Watchtower: Proaktiver Schutz vor Datenlecks
Watchtower ist 1Passwords integriertes Überwachungssystem. Es prüft kontinuierlich, ob gespeicherte Zugangsdaten in bekannten Datenlecks aufgetaucht sind, und nutzt dafür die Datenbank von Have I Been Pwned. Zusätzlich warnt Watchtower vor schwachen Passwörtern, wiederverwendeten Kennwörtern, ablaufenden Kreditkarten und Webseiten, die noch kein HTTPS verwenden.
Travel Mode
Der Travel Mode ist ein für Geschäftsreisende und politisch exponierte Personen gedachtes Feature. Damit kann man einzelne Tresore als „nur für Reisen" markieren. Wenn der Travel Mode aktiviert ist, verschwinden alle anderen Tresore aus der App – sie sind nicht einmal sichtbar.
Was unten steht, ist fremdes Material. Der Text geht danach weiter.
PR #226, opened 2022-03-15
[RW-7885, PF-1376] update from bytes to MiB

jaycarlton:
I had the base unit wrong; it was supposed to be in MiB, so I was off by a factor of a million or so.

Add a new config, `vp_sc_v9`.

### DIFF
--- a/src/main/resources/config/dev/resource-config/vpc_sc_v8.yml
+++ b/src/main/resources/config/dev/resource-config/vpc_sc_v8.yml
@@ -37,4 +37,4 @@ gcpProjectConfig:
   serviceUsage:
     bigQuery:
       overrideBigQueryDailyUsageQuota: true
-      bigQueryDailyUsageQuotaOverrideValueBytes: 43980465111040 # 40 TB
+      bigQueryDailyUsageQuotaOverrideValueMebibytes: 43980465111040 # 40 TB
--- a/src/main/resources/config/dev/resource-config/vpc_sc_v8.yml
+++ b/src/main/resources/config/dev/resource-config/vpc_sc_v8.yml
@@ -37,4 +37,4 @@ gcpProjectConfig:
   serviceUsage:
     bigQuery:
       overrideBigQueryDailyUsageQuota: true
-      bigQueryDailyUsageQuotaOverrideValueMebibytes: 43980465111040 # 40 TB
+      bigQueryDailyUsageQuotaOverrideValueBytes: 43980465111040 # should be MiB; 40,000 PB
--- a/src/main/resources/config/resource_schema.yaml
+++ b/src/main/resources/config/resource_schema.yaml
@@ -194,9 +194,9 @@ components:
             and there's no way to generate Optional types.
           type: boolean
           default: false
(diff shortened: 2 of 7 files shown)


zloery (approved):

src/main/resources/config/resource_schema.yaml
```diff
@@ -194,9 +194,9 @@ components:
             and there's no way to generate Optional types.
           type: boolean
           default: false
-        bigQueryDailyUsageQuotaOverrideValueBytes:
+        bigQueryDailyUsageQuotaOverrideValueMebibytes:
```
zloery, line 197: I think changing this key will break the existing v8 config. For compatibility, it seems like you might need to introduce a new key -> deprecate and delete the v8 pool -> remove the old key.

Alternatively I wonder if you could edit the key name in the v8 config? I'm not sure if RBS lets you do that

jaycarlton: I'm trying the latter suggestion, b/c it fails a test if I don't. There's only one current schema, so when it changes, all the configs need to adhere to it.

Another option would be to add a new key set to the old value and leave the v8 schema intact, then remove it once we've removed v8. It's more churn, so if the naive way works, I'm going to stick with it.

src/main/resources/config/dev/resource-config/vpc_sc_v8.yml
```diff
@@ -37,4 +37,4 @@ gcpProjectConfig:
   serviceUsage:
     bigQuery:
       overrideBigQueryDailyUsageQuota: true
-      bigQueryDailyUsageQuotaOverrideValueBytes: 43980465111040 # 40 TB
+      bigQueryDailyUsageQuotaOverrideValueMebibytes: 43980465111040 # 40 TB
```
calbach, line 40: The 40TB comment is now outdated - but also, should this number adjusted back down to actually be 40 TB?

Note: if this change is possible, do we need the v9 pool at all? Personally I don't care if the next ~300 projects from v8 have an incorrect BigQuery quota - we'll probably go through those in a week or so. As long as one project gets created with this new setting, we can verify the fix via cloud console.

jaycarlton: My thought process was that we only need to change the v8 pool config to make it loadable under the new schema. I don't know if it's safe to change the value. I suppose we save a round trip to the other repo to point to v9 if we're sure changing v8 will work.

Zach's approach might be the most fool-proof, and would preserve history in the pools.

calbach: I defer to you and @zloery, I'm fine with either approach and don't have enough RBS experience to say whether changing v8 would work. My only request is either fix the comment or fix the value here before merging.

calbach (approved):

src/main/resources/config/resource_schema.yaml
jaycarlton: Went with the safe route, keeping the old key but deprecating it.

Bei einer Grenzkontrolle oder einem erzwungenen Gerätezugriff sind die nicht freigegebenen Daten schlicht nicht vorhanden.
SSH-Key-Agent und Entwicklerwerkzeuge
1Password hat sich in den letzten Jahren stark auf Entwicklerinnen und Entwickler fokussiert. Der eingebaute SSH-Key-Agent verwaltet SSH-Schlüssel direkt im Tresor und stellt sie sicher für Terminal-Sessions bereit, ohne die privaten Schlüssel auf dem Dateisystem zu speichern. Das 1Password CLI ermöglicht den Zugriff auf Geheimnisse in Shell-Skripten und CI/CD-Pipelines.
Mit den Shell Plugins werden Anmeldedaten automatisch in CLI-Tools wie aws, gh oder kubectl injiziert – ohne dass Zugangsdaten jemals in .env-Dateien oder der Shell-History landen. Das ist ein erheblicher Sicherheitsgewinn in professionellen Entwicklungsumgebungen.
Preise
1Password ist ausschließlich als Abonnement verfügbar. Die aktuellen Preise (Stand 2026) sind:
- Personal: ca. 3 USD/Monat (jährlich abgerechnet)
- Families: ca. 5 USD/Monat für bis zu 5 Familienmitglieder
- Teams Starter: ca. 4 USD/Nutzer/Monat (bis 10 Nutzer)
- Business: ca. 8 USD/Nutzer/Monat
Vergleich: 1Password vs. Bitwarden vs. Dashlane vs. KeePass
| Merkmal | 1Password | Bitwarden | Dashlane | KeePass |
|---|---|---|---|---|
| Preis (Personal) | ~3 $/Monat | Kostenlos / 1 $/Monat | ~5 $/Monat | Kostenlos |
| Open Source | Nein | Ja (vollständig) | Nein | Ja |
| Self-Hosting möglich | Nein | Ja (Vaultwarden) | Nein | Ja (lokale Datei) |
| Team-Features | Sehr gut | Gut | Gut | Begrenzt |
| SSH-Key-Agent | Ja | Nein | Nein | Via Plugin |
| Travel Mode | Ja | Nein | Nein | Nein |
Weitere Ressourcen
Wer mehr über die technischen Sicherheitsdetails erfahren möchte, findet in 1Passwords Security White Paper eine umfassende Dokumentation der Verschlüsselungsarchitektur.
Häufig gestellte Fragen
- Was passiert, wenn 1Password als Unternehmen verschwindet?
- 1Password erlaubt den Export aller gespeicherten Daten in ein verschlüsseltes oder unverschlüsseltes Format. Im Zweifelsfall lassen sich alle Daten in CSV oder 1PUX exportieren und in andere Manager wie Bitwarden importieren. Nutzer sind also nicht dauerhaft eingesperrt.
- Ist 1Password sicherer als der Browser-interne Passwortmanager?
- Ja, aus mehreren Gründen: Browser-Passwortmanager sind an das Browser-Profil gebunden, teilen Daten mit dem Browser-Anbieter und bieten oft keine starke Verschlüsselung mit eigenem Master Password. 1Password schützt außerdem gegen Phishing, da es nur auf der tatsächlichen Domain autofüllt.
- Kann 1Password von mehreren Geräten gleichzeitig genutzt werden?
- Ja. Ein 1Password-Abo umfasst eine unbegrenzte Anzahl von Geräten. Änderungen werden über die Cloud synchronisiert und stehen auf allen verbundenen Geräten sofort zur Verfügung.
- Wie sicher ist 1Password bei Verlust des Mobilgeräts?
- Wenn das Gerät gesperrt ist, sind die Daten durch die Geräteverschlüsselung und das 1Password-Master-Password geschützt. Zusätzlich kann der Zugang zum Tresor über die Weboberfläche aus der Ferne eingeschränkt werden. Der Secret Key auf dem verlorenen Gerät allein reicht für einen Angriff nicht aus.